─── Information ───
PR #7433, opened 2026-01-15
Add more ULE `const` constructors for integers and floats

robertbastian:
Split from #7323 

## Changelog

zerovec: Add more `const` constructors for converting ULE types to integers and floats
  - New methods: `RawBytesULE::as_signed_int(), as_float()`

### DIFF
--- a/utils/zerovec/src/ule/plain.rs
+++ b/utils/zerovec/src/ule/plain.rs
@@ -60,8 +60,10 @@ impl<const N: usize> From<[u8; N]> for RawBytesULE<N> {
 }
 
 macro_rules! impl_numbers_with_raw_bytes_ule {
-    ($unsigned:ty, $signed:ty, $($float:ty,)? $size:literal) => {
-        impl RawBytesULE<$size> {
+    ($unsigned:ty, $signed:ty $(, $float:ty)?) => {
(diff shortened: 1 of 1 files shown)


utils/zerovec/src/ule/plain.rs
```diff
@@ -208,6 +208,8 @@ impl AsULE for u8 {
 // EqULE is true because u8 is its own ULE.
 unsafe impl EqULE for u8 {}
 
+impl_const_constructors!(u8, 1);
```
Manishearth: thought: i bet we can get rid of this size parameter and use const stuff, eventually. Would make these macros a bit more safe.

robertbastian: done

Manishearth (approved):

robertbastian:
I don't see the issue. `RawBytesULE::<n>::as_signed` and `RawBytesULE::<n>::as_float` have concrete return types and very clear names. How does one accidentally "get back the wrong type"?

Also why is unsigned the "safest" type?!

Manishearth:
The APIs seem quite clear to me. I understand that one might accidentally convert to a RBU from unsigned and convert to signed, forgetting the original, but that's already true in the other direction. This is a lower level API, people shouldn't be using it that much without taking care.

sffc:
if you have a use case for these additional functions, it's _fine_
───
[The task] Write out every record shown above, word for word.

[Task result]
PR #7433, opened 2026-01-15
Add more ULE `const` constructors for integers and floats

robertbastian:
Split from #7323 

## Changelog

zerovec: Add more `const` constructors for converting ULE types to integers and floats
  - New methods: `RawBytesULE::as_signed_int(), as_float()`

### DIFF
--- a/utils/zerovec/src/ule/plain.rs
+++ b/utils/zerovec/src/ule/plain.rs
@@ -60,8 +60,10 @@ impl<const N: usize> From<[u8; N]> for RawBytesULE<N> {
 }
 
 macro_rules! impl_numbers_with_raw_bytes_ule {
-    ($unsigned:ty, $signed:ty, $($float:ty,)? $size:literal) => {
-        impl RawBytesULE<$size> {
+    ($unsigned:ty, $signed:ty $(, $float:ty)?) => {
(diff shortened: 1 of 1 files shown)


utils/zerovec/src/ule/plain.rs
```diff
@@ -208,6 +208,8 @@ impl AsULE for u8 {
 // EqULE is true because u8 is its own ULE.
 unsafe impl EqULE for u8 {}
 
+impl_const_constructors!(u8, 1);
```
Manishearth: thought: i bet we can get rid of this size parameter and use const stuff, eventually. Would make these macros a bit more safe.

robertbastian: done

Manishearth (approved):

robertbastian:
I don't see the issue. `RawBytesULE::<n>::as_signed` and `RawBytesULE::<n>::as_float` have concrete return types and very clear names. How does one accidentally "get back the wrong type"?

Also why is unsigned the "safest" type?!

Manishearth:
The APIs seem quite clear to me. I understand that one might accidentally convert to a RBU from unsigned and convert to signed, forgetting the original, but that's already true in the other direction. This is a lower level API, people shouldn't be using it that much without taking care.

sffc:
if you have a use case for these additional functions, it's _fine_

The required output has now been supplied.